Lesson Learned

investing

On the evening of June 12th, 2022, I received an e-mail alert from the Celsius Network to the effect that withdrawals were being halted on account of ‘extreme market conditions.’ Which was true, the global cryptocurrency market was in the red, with practically all coins shedding 10% or more within a rapid 24 hours.

Fresh off of the downfall of Luna and TerraUSD, I initially thought that the move Celsius was doing (in freezing transactions) was genuinely in the best interest of its ‘community.’ Preventing a mass exodus of investments would give them time to stabilize their liquidity issues and protect the assets of the depositors (like myself).

In the last couple weeks, the company has been frustratingly silent about the current status of their operations and consequently, access to our funds. Many Tweets and news articles that have come out lately about the company all seem to suggest the company is moving towards bankruptcy filing – which, Alex Mashinsky (CEO of Celsius Network) and his company have given us little reason to think otherwise.

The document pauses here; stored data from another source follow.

PR #593, opened 2022-11-24
fix: handle auth and server error during swap

Cafe137:


bee-worker:
## 🐝 PR preview in Swarm

**Preview URL:** https://bah5acgzatunrqzhzazvhfzobmzmqumalf5ticn77j4jcwei2uwirrd6zf3ra.bzz.link
**Swarm Hash:** `9d1b1864f9066a72e5c166590a300b2f668137ff4f122b111aa591188fd92ee2`
**Commit Hash:** b5c8abb6d54475aca475f707db0a1197d65e959c
**Commit Message:** fix: change execution order for light node upgrade

src/pages/top-up/Swap.tsx
```diff
@@ -126,31 +126,50 @@ export function Swap({ header }: Props): ReactElement {
...
   async function performSwapWithChecks(daiToSwap: DaiToken) {
-    const desktopConfiguration = await wrapWithSwapError(
+    if (!localStorage.getItem('apiKey')) {
+      throw new SwapError('API key is not set, reopen dashboard through the desktop app')
+    }
+
+    let desktopConfiguration = await wrapWithSwapError(
       getDesktopConfiguration(desktopUrl),
-      'Unable to reach Desktop API. Is Swarm Desktop running?',
+      'Unable to reach Desktop API - Swarm Desktop may not be running or API key is wrong',
```
AuHau, line 155: We should be able to distinguish if the API key is wrong or Swarm Desktop server is not running, no?

src/utils/net.ts
```diff
@@ -27,6 +27,12 @@ export async function sendRequest(
     method,
     headers,
     data,
+  }).catch(error => {
+    if (error?.response?.data) {
+      throw Error(JSON.stringify(error.response.data))
```
AuHau, line 32: I would provide a bit nicer Error 😅 At least format it like suggested. Maybe include path of the request as well?
```suggestion
      throw Error(`Request failed! Response: ${JSON.stringify(error.response.data)}`)
```

AuHau (approved):
Generally LGTM, some suggestions which I will leave up to you.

I had a generous amount of my families money invested with this company. I was drawn in by the impressive yield and a charismatic charlatan of a CEO. If you’ve read my previous post about the company, I (initially and foolishly) complimented the company for their ‘transparency.’

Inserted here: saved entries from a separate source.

Issue #606, opened 2023-01-30
Entering * into amount when buying a postage stamp returns error


crtahlin:
Trying to enter an "*" into Amount field, returns an error. See screenshots.

![image](https://user-images.githubusercontent.com/1554520/215465247-ac953a0e-5598-4e67-8686-c3e2e0e693d8.png)

![image](https://user-images.githubusercontent.com/1554520/215465300-4d04fa2b-511b-4a92-97b1-be8225f32838.png)

Expected: just allow numbers to be entered?

Cafe137:
This issue comes from PostageStampCreation.

Issue #630, opened 2023-10-24
Stamp Labels are missing in the "Add postage stamp" page of update feeds


rampall:
![image](https://github.com/ethersphere/bee-dashboard/assets/520570/89587252-5622-449d-8adc-925d685cfe8c)
![image](https://github.com/ethersphere/bee-dashboard/assets/520570/a1f3fb66-03cb-4545-9459-69c6184a97ef)

Cafe137:
This is in PostageStampSelector.

If a label is set on a stamp, it should show the label, and then the short hash in parantheses.

PR #634, opened 2023-11-03
fix: add missing stamp labels and fix inputs

zol1981:
Fixed issues:
#606 Entering * into amount
#630 Stamp Labels


zol1981:
found another bug, can't use dots (bignumber.js isInteger function only works when typing digits after dots, but bigInt fails when number contains a digit, like num = 12. num.isInteger(num) true but bigInt(num) fails)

Only after being involuntarily locked out of access to my funds do I finally have some clarity as to how scammy this whole thing was. I trusted my families hard-earned money to a company solely based on reassurances of its salesman CEO; and what’s worse is I promoted it to others on this very blog. While I constantly caution my readers that I am not offering financial advice, and self-describe myself as an amateur investor at best; I falsely (and blindly) believed this company to be one of the good guys and truly saw it as a movement against the establishment.

It is through suffering that learning comes.

– Aeschylus

As of writing this post, nearly 3 weeks after the Celsius lock-out – I have come to terms with the real likelihood that I will never see those funds again. I am hoping for the best, but have mentally prepared myself for the worst. I have been a victim of a Ponzi scheme before; but this took me for significantly more money and left me feeling much more moronic then my past encounter. Rather than waste another minute more of anxiety or suffering on it, I am hoping this experience will teach me to be a better investor.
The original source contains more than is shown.